**Data provided**
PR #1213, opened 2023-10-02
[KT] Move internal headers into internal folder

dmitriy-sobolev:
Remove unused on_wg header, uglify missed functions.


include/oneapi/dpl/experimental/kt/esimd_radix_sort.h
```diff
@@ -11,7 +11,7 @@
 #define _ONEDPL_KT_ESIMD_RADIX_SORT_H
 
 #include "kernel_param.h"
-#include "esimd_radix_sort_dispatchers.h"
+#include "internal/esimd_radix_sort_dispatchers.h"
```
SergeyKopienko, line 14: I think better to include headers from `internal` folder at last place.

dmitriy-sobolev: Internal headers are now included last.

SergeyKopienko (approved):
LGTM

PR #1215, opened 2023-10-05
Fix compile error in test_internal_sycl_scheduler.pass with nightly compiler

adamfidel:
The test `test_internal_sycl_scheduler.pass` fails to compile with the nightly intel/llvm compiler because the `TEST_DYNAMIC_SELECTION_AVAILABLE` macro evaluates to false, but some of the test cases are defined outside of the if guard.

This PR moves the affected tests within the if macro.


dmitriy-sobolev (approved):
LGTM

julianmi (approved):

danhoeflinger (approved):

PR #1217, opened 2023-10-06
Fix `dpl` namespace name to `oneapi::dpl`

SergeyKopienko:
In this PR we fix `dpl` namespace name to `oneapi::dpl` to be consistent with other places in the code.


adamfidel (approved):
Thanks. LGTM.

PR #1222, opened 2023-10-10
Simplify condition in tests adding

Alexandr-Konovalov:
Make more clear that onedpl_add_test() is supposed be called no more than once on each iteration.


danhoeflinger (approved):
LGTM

**Work item**
A copy of each line above that holds the word "name" is the expected answer.

**Reply to the task**
Fix `dpl` namespace name to `oneapi::dpl`
In this PR we fix `dpl` namespace name to `oneapi::dpl` to be consistent with other places in the code.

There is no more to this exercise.